Renate, Gerlinde, Gerhard e Ingrid estão entre as mais de cinco mil crianças austríacas que encontraram em Portugal paz e abundância que até então desconheciam. Os quatro protagonistas desta história, como tantas Cáritas Kinder, mantiveram no país de origem a aprendizagem da língua portuguesa e, com excepção de Gerlinde, todos se expressam num português fluente. Entre os meninos da Cáritas há ainda o exemplo de quem ficou em Portugal, como o toureiro Gustav Zenkl, já falecido, ou Ludwig Scheidl, antigo professor universitário em Coimbra. Ou de quem regressou anos depois para viver na terra da sua infância, como Fini Gradischnig, que reside em Lagoa, no Algarve. De histórias infelizes ou de casos de maus tratos entre as crianças acolhidas em Portugal não há registo. A passagem por este «país das delícias» aliviou-lhes a dor dos anos vividos num cenário de guerra. Permitiu-lhes resgatar uma infância que parecia irremediavelmente perdida.

Comunistas no porto de Leixões

A partir de Viena, Gerhard Schiesser haveria de protagonizar um episódio que desafiou as regras apertadas do Estado Novo. Num tempo em que as relações diplomáticas e comerciais com regimes comunistas não existiam, Gerhard permitiu que dois navios mercantes soviéticos entrassem no porto de Leixões para carregar cortiça. Foi no início da década de 1970. «Quando eram grandes embarques, não conduzíamos a mercadoria através da Áustria, era caro de mais. A mercadoria ia de Leixões para Tânger, e os barcos russos carregavam aí.» Mas certo dia, não houve barcos portugueses para levar a mercadoria a Tânger. «E os barcos russos estavam ali à espera, e cada dia custava uma fortuna, o homem em Moscovo começava a ficar nervoso.» Gerhard, num gesto ousado, manda um telegrama a Moscovo a assumir a responsabilidade pelos barcos e tripulação russas, garantindo-lhes que podiam avançar em segurança para o porto de Leixões. Do lado de Portugal, tinha a garantia da família Amorim de que a tripulação seria recebida sem problemas. «Tentámos acelerar, estiveram lá só dois dias e carregaram quase duas mil toneladas de cortiça. A tripulação foi muito bem acolhida pelo grupo Amorim. Era fim-de-semana, estavam milhares de pessoas no porto de Leixões para ver os comunistas.»

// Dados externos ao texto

PR #3192, opened 2022-02-07
Feat: application support controller requirement

leejanee:
Signed-off-by: Jian.Li <lj176172@alibaba-inc.com>

The purpose is to realize the grayscale upgrade scheme based on the application. You can choose  the controller with a specific version  to handle your application. 

For example, the application as follow require that the version of the controller to handle must be `v1.2.0`. If the controller with version  not equal to `v1.2.0`,  it will ignore the application.
```
metadata:
  annotations:
    app.oam.dev/controller-version-require: v1.2.0
```

I have:

Notice:
1. The controller must be upgraded to a version that includes this pr. Only after that, the grayscale release of the controller should be performed.
2. When there are multiple versions of the controller in the cluster, make sure that only one version of the controller has the command line parameter `ignore-app-without-ctrl-req` turned off( be false).

### DIFF
--- a/cmd/core/main.go
+++ b/cmd/core/main.go
@@ -130,7 +130,7 @@ func main() {
 		"The duration the LeaderElector clients should wait between tries of actions")
 	flag.BoolVar(&enableClusterGateway, "enable-cluster-gateway", false, "Enable cluster-gateway to use multicluster, disabled by default.")
 	flag.BoolVar(&controllerArgs.EnableCompatibility, "enable-asi-compatibility", false, "enable compatibility for asi")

Lusinhos invadem a Sociedade

Gerlinde Weingärtner chegou à Sociedade Austro-Portuguesa há trinta anos, e é, desde 2009, a sua presidente. Com um objectivo claro: «Conseguir arranjar gente mais nova, que possa transmitir os nossos bens espirituais, a língua e a cultura portuguesas, e continuar a Sociedade.» E os mais jovens estão a chegar ao colectivo. Na tarde em que um forte nevão cobriu Viena, as crianças asseguram a agitação nas salas da Sociedade. São os Lusinhos, grupo que se formou nos últimos anos, e que aqui reúne às terças-feiras para a prática da língua portuguesa. Quase todos filhos de pais mistos, portugueses e austríacos, que pretendem que os filhos dominem as duas línguas, ou netos de Cáritas Kinder. Ilda Maia Fritz, há dez anos em Viena, prepara o lanche de Emília e Nuno. Deixa o apelo ao Instituto Camões, ao qual, assegura, já foi feito o pedido: «Gostaríamos de ter aqui um professor de português. Com os pequeninos ainda não faz diferença, mas para os mais crescidos, os Lusos, as crianças acima dos 7 anos que aqui se encontram às sextas-feiras.» A Sociedade tem hoje 220 membros, destes, cerca de cinquenta são Cáritas Kinder, o núcleo central e fundador de um colectivo que manteve vivo o vínculo à pátria adoptiva.